*** Entries shown Section Begins ***

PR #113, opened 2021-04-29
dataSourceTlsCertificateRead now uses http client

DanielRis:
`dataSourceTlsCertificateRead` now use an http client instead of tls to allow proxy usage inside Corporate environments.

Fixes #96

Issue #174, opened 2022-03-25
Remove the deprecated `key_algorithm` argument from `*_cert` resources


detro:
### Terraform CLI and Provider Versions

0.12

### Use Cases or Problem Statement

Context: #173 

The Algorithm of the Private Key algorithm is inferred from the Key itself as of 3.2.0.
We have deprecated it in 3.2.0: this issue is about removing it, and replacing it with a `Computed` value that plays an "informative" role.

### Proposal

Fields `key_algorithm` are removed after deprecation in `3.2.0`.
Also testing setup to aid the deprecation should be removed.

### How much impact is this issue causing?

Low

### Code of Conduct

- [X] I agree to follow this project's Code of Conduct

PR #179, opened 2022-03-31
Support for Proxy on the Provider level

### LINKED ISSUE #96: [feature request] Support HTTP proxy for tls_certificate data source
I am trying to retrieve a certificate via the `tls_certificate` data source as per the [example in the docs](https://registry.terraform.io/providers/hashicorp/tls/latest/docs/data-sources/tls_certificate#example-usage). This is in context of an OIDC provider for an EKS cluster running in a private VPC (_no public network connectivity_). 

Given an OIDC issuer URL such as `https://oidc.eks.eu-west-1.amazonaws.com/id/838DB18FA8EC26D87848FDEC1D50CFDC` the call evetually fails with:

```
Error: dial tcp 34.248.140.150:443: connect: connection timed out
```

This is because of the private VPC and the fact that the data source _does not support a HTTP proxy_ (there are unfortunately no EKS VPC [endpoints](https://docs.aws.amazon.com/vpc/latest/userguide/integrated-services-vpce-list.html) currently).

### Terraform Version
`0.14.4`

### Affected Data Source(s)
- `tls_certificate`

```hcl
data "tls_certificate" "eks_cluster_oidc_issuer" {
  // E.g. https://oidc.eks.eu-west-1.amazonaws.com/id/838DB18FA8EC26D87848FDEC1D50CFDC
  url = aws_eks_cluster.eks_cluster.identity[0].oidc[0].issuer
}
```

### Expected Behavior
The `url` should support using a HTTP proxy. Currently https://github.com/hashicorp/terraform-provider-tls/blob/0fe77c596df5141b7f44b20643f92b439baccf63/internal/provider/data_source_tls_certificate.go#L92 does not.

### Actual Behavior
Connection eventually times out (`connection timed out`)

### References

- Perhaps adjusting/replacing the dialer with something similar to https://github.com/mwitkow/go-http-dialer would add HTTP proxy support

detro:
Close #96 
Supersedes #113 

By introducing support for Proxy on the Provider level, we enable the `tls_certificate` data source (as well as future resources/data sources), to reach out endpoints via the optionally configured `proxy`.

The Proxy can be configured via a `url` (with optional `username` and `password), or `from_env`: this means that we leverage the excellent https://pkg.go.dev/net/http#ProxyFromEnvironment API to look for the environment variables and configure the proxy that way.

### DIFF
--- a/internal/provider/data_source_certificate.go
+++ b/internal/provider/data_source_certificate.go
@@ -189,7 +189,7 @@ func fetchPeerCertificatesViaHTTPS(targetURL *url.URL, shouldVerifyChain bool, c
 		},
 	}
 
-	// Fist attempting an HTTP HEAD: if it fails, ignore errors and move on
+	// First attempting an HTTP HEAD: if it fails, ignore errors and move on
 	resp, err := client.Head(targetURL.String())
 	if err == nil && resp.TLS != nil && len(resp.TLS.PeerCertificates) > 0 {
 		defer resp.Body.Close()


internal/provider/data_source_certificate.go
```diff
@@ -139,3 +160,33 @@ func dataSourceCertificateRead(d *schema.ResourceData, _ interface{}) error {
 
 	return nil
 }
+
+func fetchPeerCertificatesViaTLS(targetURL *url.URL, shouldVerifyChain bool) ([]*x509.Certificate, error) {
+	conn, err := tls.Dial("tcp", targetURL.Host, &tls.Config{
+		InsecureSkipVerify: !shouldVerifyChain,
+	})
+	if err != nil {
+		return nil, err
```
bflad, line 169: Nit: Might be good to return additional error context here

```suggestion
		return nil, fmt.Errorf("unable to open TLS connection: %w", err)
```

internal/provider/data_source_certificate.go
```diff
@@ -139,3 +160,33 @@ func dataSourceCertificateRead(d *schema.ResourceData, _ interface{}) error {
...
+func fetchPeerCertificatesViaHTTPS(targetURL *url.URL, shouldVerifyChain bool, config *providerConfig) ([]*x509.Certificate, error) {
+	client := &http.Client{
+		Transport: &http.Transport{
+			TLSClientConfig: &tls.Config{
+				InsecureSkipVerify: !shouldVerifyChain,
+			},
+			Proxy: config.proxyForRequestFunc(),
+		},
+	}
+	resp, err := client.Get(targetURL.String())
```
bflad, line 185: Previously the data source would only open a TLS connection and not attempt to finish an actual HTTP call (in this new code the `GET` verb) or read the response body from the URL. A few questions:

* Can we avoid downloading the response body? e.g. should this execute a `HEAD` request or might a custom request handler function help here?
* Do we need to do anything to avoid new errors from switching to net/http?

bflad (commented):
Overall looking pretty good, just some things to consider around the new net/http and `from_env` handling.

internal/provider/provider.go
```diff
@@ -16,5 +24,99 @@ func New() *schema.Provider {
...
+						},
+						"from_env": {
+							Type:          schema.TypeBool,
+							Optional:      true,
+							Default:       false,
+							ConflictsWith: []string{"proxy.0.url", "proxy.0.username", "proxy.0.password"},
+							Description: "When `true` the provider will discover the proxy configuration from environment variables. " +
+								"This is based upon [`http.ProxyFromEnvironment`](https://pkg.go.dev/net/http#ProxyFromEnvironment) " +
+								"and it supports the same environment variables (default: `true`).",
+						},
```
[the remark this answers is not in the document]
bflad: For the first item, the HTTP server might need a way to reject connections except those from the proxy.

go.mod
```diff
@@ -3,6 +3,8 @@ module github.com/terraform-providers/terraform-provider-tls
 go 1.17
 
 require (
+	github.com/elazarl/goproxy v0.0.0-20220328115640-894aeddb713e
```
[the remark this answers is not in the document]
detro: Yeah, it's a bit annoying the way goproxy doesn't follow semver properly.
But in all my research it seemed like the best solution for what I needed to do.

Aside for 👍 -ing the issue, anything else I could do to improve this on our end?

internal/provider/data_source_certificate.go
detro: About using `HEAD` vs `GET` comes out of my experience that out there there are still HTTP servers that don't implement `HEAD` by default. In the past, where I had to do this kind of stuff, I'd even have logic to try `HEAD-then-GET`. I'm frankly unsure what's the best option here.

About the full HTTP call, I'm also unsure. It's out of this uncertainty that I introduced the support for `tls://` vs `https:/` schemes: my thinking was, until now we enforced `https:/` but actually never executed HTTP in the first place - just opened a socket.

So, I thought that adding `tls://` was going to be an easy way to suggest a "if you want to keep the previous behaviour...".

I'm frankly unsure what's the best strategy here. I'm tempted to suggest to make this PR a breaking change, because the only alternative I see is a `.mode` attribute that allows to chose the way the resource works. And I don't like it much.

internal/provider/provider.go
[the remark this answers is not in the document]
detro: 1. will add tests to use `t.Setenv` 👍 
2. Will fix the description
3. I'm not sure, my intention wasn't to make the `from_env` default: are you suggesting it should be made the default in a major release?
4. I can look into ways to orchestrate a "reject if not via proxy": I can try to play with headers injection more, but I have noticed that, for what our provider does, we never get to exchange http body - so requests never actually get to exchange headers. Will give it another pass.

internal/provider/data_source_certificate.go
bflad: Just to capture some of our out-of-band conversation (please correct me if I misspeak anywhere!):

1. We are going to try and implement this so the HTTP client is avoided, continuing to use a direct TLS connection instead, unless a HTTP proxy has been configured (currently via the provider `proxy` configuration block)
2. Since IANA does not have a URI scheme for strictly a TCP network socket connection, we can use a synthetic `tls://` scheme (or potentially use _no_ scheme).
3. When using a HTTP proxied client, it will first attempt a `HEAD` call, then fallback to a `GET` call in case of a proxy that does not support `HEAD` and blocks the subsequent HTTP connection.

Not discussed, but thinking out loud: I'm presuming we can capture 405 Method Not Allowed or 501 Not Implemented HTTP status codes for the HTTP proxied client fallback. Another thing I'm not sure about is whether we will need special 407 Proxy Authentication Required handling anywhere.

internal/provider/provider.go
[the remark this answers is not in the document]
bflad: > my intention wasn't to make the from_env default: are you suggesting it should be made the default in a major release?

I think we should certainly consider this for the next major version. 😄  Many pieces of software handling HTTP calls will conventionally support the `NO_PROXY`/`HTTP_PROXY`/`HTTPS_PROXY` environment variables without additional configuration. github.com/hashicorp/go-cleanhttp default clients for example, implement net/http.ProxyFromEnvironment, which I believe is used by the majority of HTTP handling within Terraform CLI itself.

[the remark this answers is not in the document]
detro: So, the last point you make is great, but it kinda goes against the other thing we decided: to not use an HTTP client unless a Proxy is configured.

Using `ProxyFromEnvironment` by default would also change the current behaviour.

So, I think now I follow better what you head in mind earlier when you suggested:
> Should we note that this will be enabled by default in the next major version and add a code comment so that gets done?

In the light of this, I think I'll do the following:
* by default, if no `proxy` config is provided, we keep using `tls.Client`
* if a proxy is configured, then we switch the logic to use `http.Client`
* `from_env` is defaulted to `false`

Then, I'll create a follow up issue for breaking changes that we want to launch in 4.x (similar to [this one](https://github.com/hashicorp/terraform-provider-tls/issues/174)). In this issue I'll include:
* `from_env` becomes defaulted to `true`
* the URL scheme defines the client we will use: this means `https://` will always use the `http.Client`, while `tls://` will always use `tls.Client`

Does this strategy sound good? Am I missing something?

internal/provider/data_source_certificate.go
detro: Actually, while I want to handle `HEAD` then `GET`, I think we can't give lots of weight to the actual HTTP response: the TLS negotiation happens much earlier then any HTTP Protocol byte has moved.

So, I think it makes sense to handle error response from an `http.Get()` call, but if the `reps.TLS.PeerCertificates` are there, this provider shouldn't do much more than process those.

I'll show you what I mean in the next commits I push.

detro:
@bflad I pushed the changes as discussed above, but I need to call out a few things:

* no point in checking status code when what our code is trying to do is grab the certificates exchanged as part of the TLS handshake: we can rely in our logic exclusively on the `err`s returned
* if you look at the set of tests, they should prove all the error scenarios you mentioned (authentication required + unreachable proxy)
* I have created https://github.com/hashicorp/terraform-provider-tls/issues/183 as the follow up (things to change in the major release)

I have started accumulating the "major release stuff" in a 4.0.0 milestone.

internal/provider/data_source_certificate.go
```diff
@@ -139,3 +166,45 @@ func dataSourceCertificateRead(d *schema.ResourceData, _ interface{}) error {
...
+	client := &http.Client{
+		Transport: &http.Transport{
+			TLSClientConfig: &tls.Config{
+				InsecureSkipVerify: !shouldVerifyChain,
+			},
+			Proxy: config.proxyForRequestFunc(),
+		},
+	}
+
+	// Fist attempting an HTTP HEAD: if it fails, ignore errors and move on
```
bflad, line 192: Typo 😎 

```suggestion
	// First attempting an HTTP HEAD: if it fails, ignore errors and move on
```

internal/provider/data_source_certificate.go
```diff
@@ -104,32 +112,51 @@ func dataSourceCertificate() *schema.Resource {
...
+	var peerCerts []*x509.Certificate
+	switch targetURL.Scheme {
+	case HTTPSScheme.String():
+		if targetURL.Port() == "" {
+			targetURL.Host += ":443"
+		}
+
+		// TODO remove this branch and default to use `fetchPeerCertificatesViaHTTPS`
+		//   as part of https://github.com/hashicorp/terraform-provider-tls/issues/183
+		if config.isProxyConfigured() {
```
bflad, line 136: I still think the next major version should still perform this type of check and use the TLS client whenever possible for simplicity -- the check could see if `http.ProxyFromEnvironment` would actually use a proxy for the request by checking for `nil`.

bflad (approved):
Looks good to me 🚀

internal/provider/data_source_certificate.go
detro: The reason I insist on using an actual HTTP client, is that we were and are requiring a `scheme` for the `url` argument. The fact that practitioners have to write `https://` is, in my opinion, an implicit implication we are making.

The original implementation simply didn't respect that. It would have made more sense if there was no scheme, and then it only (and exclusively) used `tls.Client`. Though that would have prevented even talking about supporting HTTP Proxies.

*** Entries shown Section Ends ***

- _Assignment_:
Using the listing, copy every line where the word "trying" shows up.

- _Answer section_:
I am trying to retrieve a certificate via the `tls_certificate` data source as per the [example in the docs](https://registry.terraform.io/providers/hashicorp/tls/latest/docs/data-sources/tls_certificate#example-usage). This is in context of an OIDC provider for an EKS cluster running in a private VPC (_no public network connectivity_). 
* no point in checking status code when what our code is trying to do is grab the certificates exchanged as part of the TLS handshake: we can rely in our logic exclusively on the `err`s returned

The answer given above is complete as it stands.